Hi to all fellow expats. I am an English lady living now in Spain permanently. I hold the Spanish Residence Card and am a retired pensioner and under the Spanish Healthcare System which is wonderful I might add. 

I would like to visit the UK to visit friends and family and have been told there is a card I can apply for that will give me reciprocal medical care should I require it when I am away from Spain. I cannot find out where to obtain this card or how long it would be valid for. Any help would be greatly appreciated. Thanks!!


----------



## Chica (Mar 23, 2009)

MadameEspana said:


> Hi to all fellow expats. I am an English lady living now in Spain permanently. I hold the Spanish Residence Card and am a retired pensioner and under the Spanish Healthcare System which is wonderful I might add.
> 
> I would like to visit the UK to visit friends and family and have been told there is a card I can apply for that will give me reciprocal medical care should I require it when I am away from Spain. I cannot find out where to obtain this card or how long it would be valid for. Any help would be greatly appreciated. Thanks!!


Hi there,

I think it's a Europian Health card. My friend got hers at the Social Security office. Hang on in there. Someone is bound to know exactly where you get it.

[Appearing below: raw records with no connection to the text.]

PR #2352, opened 2022-04-14
Fixed issue #17648: Email received by participant is empty (LDAP)

Shnoulle:
Fixed issue #18034: Date from token with invalid language show error and date not saved
Dev: LimeMailer already fix language for automatic raw content
Dev: forced raw content (from POST) are not fixed

Dev:

### DIFF
--- a/application/controllers/admin/Tokens.php
+++ b/application/controllers/admin/Tokens.php
@@ -1399,9 +1399,12 @@ class Tokens extends SurveyCommonAction
                 $mail->emailType = $sSubAction;
                 $mail->replaceTokenAttributes = true;
                 foreach ($emresult as $emrow) {
-                    if (empty($emrow['language'])) {
-                        $emrow['language'] = $sBaseLanguage;
+                    $mailLanguage = $emrow['language'];
+                    if (!in_array($mailLanguage, Survey::model()->findByPk($iSurveyId)->getAllLanguages())) {
+                        $mailLanguage = $sBaseLanguage;
+                        $tokenoutput .= CHtml::tag("div", array('class' => 'text-warning'), sprintf(gT("Invalid language %s for token ID: %s."), $emrow['language'], $emrow['tid']));
                     }
+
                     $mail = \LimeMailer::getInstance();
                     if ($this->tokenIsSetInEmailCache($iSurveyId, $emrow['tid'], $bIsInvitation)) {
                         // The email has already been send this session, skip.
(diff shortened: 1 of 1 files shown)


olleharstedt:
LDAP... Who's testing LDAP?

Shnoulle:
No LDAP : when LDAP import is done : language can be false
Check the issue 18034 too.

Shnoulle:
PS : i can create and check the old LDAP import too.
Here : i fix the send email only :)

application/controllers/admin/Tokens.php
```diff
@@ -1438,7 +1441,16 @@ public function email(int $iSurveyId)
                                 $oToken->remindercount++;
                             }
                             $tokenSaveError = "";
-                            if (!$oToken->encryptSave(true)) {
+                            if (
```
olleharstedt, line 1444: No encryption needed?

Shnoulle: We save only not encrypted attributes, then no encryption needed :) 

Interesting because we don't update other attribute (we don't encrypt it)

application/controllers/admin/Tokens.php
```diff
@@ -1438,7 +1441,16 @@ public function email(int $iSurveyId)
...
+                                !$oToken->save(
+                                    true,
+                                    array(
```
Shnoulle, line 1447: We save only this attribute in the request https://github.com/yiisoft/yii/blob/b031205cf4ec20131639653910a13ca61747da32/framework/db/ar/CActiveRecord.php#L1121

olleharstedt: Got it

Shnoulle:
Maybe another way to test  : 

Create a multilingual survey, french for example
Import or create Token with French language
Delete the french language from survey
Send email

olleharstedt:
Big conflict in Tokens.php :(

Shnoulle:
> Big conflict in Tokens.php :(

Yes … commit from April … 6 month ago …

It can be tested checked and tested without merging

olleharstedt:
Code looks fine. Who's the customer who reported it? Can they test?

Shnoulle:
> Code looks fine. Who's the customer who reported it? Can they test?

https://forums.limesurvey.org/forum/french-forum/125314-mail-d-invitation-vide#219607

6 month after : they fix themself the issue …

OK , i merge …

olleharstedt:
> 6 month after : they fix themself the issue …

By same code as in this PR?

Shnoulle:
> > 6 month after : they fix themself the issue …
> 
> By same code as in this PR?

By fix the token language value « J'ai renseigné le champ langue avec fr pour tous les participants et toutes les invitations ont été correctement envoyées.» 

I check if with a lsa impor we can reproduce the empty language value.

Shnoulle:
Follow up on https://github.com/LimeSurvey/LimeSurvey/pull/2691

Glad you are liking it here and settling in.

Chica. x


----------



## Pesky Wesky (May 10, 2009)

Hi There MadamEspaña,
(Good name by the way)
As Chica said, you need to go to you local _Instituto Nacional de la Seguridad Social _office and get a _Tarjeta Sanitaria Europea_. There are different types of Seguridad Social offices so make sure you go to the one named above.
Hope you get it without too much hassle. Be prepared for a possible long wait in the offices!


----------



## Chica (Mar 23, 2009)

Pesky Wesky said:


> Hi There MadamEspaña,
> (Good name by the way)
> As Chica said, you need to go to you local _Instituto Nacional de la Seguridad Social _office and get a _Tarjeta Sanitaria Europea_. There are different types of Seguridad Social offices so make sure you go to the one named above.
> Hope you get it without too much hassle. Be prepared for a possible long wait in the offices!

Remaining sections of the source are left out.